I’ll probably switch from Octopress to plain Jekyll at some point, since Octopress is just a wrapper around Jekyll, and I don’t really use most of the features Octopress adds. The particular blogging framework I use is beside the point, though. What’s more important to me is how easy it is to work with my blog using the wider world of command-line text manipulation tools, and it’s the fact that the posts are stored as versioned text that makes that possible. That, to me, is the real power of static site generation tools — it’s not so much about what those tools themselves do as it is about everything else that the posts-as-versioned-text approach enables.

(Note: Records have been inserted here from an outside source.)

PR #291, opened 2023-04-27
link to developer.apple.com from apple use case

tomerd:
motivation: handle Apple use cases

changes: link to developer.apple.com from apple use case link, remove TODO


tomerd:
cc @alexandersandberg

PR #302, opened 2023-05-09
Fix SSWG incubation badges and update links

alexandersandberg:
Fixed broken SSWG incubation badges and updated their links to point to Swift.org instead of a 404 on GitHub.

### Motivation:

I noticed that the incubation process badges on https://www.swift.org/sswg/incubation-process.html were broken:

CleanShot 2023-05-09 at 09 03 24

Also, the links were outdated and linked to a missing document on GitHub.

### Modifications:

- Fixed the badges by moving the width/height sizing to CSS
- I added a `display: inline-block;` to the badges' styling as well to make them stack horizontally
- I changed the links from `https://github.com/swift-server/sswg/blob/main/process/incubation.md` to `https://swift.org/sswg/incubation-process.html` (we should use an absolute link to Swift.org in case someone reuses them outside Swift.org)

### Result:

This is what it looks like now:

CleanShot 2023-05-09 at 09 04 58

### DIFF
--- a/sswg/incubation-process.md
+++ b/sswg/incubation-process.md
@@ -123,9 +123,9 @@ The SSWG reserves the right to define a singular solution for critical building 
 
 It is recommended for projects that have been accepted to any of the maturity levels to list the maturity level in their project's README with the appropriate badge as defined:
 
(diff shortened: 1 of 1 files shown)


0xTim (approved):
Good catch!

0xTim:
@swift-ci test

  1. I periodically check what my longest posts have been because I’m constantly worried that My Best Blogging Days Are Behind Me and that I Never Blog About Anything Substantial Anymore. So it’s reassuring to look back and see that my nine longest posts are actually pretty evenly spread over the years that this blog has existed, and in fact, three of them were written within the last year. (Length isn’t the same thing as substance, of course, but there’s no shell command for quantifying substance yet.)